#### [AIM OF THE TASK]
What lines in the data hold the string "three"? Show them.

#### [DATA EXTRACT]
PR #894, opened 2026-08-31
fix: prevent exposing dashboard error details

### LINKED ISSUE #884: Dashboard handlers return raw error.message in 500 responses
## Problem
`apps/server/src/api/v1/dashboards/controller.ts:39-43`, `65-69`, `85-86` — the save, update and delete handlers put raw exception text into the response:

```ts
const message = error instanceof Error ? error.message : String(error);
return res.status(500).json({ success: false, error: message || 'Failed to save dashboard' });
```

That can hand SQL constraint text or filesystem paths to any client.

The tag handlers further down the same file (~135, ~158) already do it the right way: they use `message` only to detect a `'not found'` case for the 404, and return a fixed `'Internal server error'` string for real 500s.

## Suggested fix
Keep logging the error (already happening) and return the generic message on the 500 path in all three handlers, matching the tag handlers in the same file.

*(easy)*

yjrathod:
## Issue Reference
Fixes #884

---

## What Was Changed
Updated dashboard create, update, and delete handlers to return a generic Internal server error

---

## Why Was It Changed
Returning such raw exception to the client, can expose internal server details.

## Summary by CodeRabbit

- **Bug Fixes**
  - Dashboard creation, updates, and deletions now return a clear 404 response when the dashboard cannot be found.
  - Other unexpected errors now return a consistent 500 “Internal server error” response without exposing internal error details.

### DIFF
--- a/apps/server/src/api/v1/dashboards/controller.ts
+++ b/apps/server/src/api/v1/dashboards/controller.ts
@@ -36,11 +36,11 @@ export class DashboardController {
 				return res.status(400).json({ success: false, error: 'Validation error', details: error.issues });
 			}
 			logger.error('Error saving dashboard:', error);
-			const message = error instanceof Error ? error.message : String(error);
-			return res.status(500).json({
-				success: false,
-				error: message || 'Failed to save dashboard',
-			});
+			const message = error instanceof Error ? error.message : 'Internal server error';
+			if (message.includes('not found')) {
+				return res.status(404).json({ success: false, error: 'Dashboard not found' });
+			}
+			return res.status(500).json({ success: false, error: 'Internal server error' });
 		}
 	};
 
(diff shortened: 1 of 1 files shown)


yjrathod:
by the way @idanlodzki, i saw tag handler also returning raw exception message in 404 response, that is also i suppose should to be changed

idanlodzki:
Reviewed and verified live. The fix does exactly what #884 asked, and your instinct to return the fixed string in the 404 (rather than echoing `message` like the tag handlers do) made this better than the pattern it copied.

Probed all three paths against a live instance running this branch:

```
PUT /dashboards/999999            → 404 {"error":"Dashboard not found"}
DELETE (already deleted)          → 404 via the pre-existing boolean path
POST with audit_logs table broken → 500 {"error":"Internal server error"}
```

That last one is the case this PR exists for — before it, the client received the raw `no such table: audit_logs`. Full server suite 312/312, and the client only displays `response.error` verbatim (no matching on text or status), so nothing breaks downstream.

**On your tag-handler observation — you're right.** Both `addTagToDashboardHandler` and `removeTagFromDashboardHandler` do:

```ts
if (message.includes('not found')) {
    return res.status(404).json({ success: false, error: message });
}
```

The leak there is milder than the one you just fixed (that `message` is BL-thrown text like `Tag with ID 3 not found`, not a deep exception), but it's inconsistent with what this PR establishes, and any *unexpected* error whose text happens to contain 'not found' would be echoed raw. If you want to fix it, I'd take it as a follow-up PR rather than growing this one — and it's the natural place to also address CodeRabbit's point here: `message.includes('not found')` is fragile everywhere it appears. A tiny typed error (`class NotFoundError extends Error`) thrown from the BL and checked with `instanceof` in the handlers would fix the string-matching in the dashboard *and* tag handlers at once, and make the dead 404 branches in create/delete (create has no legitimate not-found; delete signals it via the boolean before the catch) fall away naturally.

To be clear on CodeRabbit's finding: I tested its scenario, and the realistic audit failure (`no such table`) doesn't contain 'not found', so it routes to 500 correctly today — it's a robustness cleanup, not a live bug. Not blocking this PR on it.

#### [RESPONSE AREA]
Keep logging the error (already happening) and return the generic message on the 500 path in all three handlers, matching the tag handlers in the same file.
Probed all three paths against a live instance running this branch:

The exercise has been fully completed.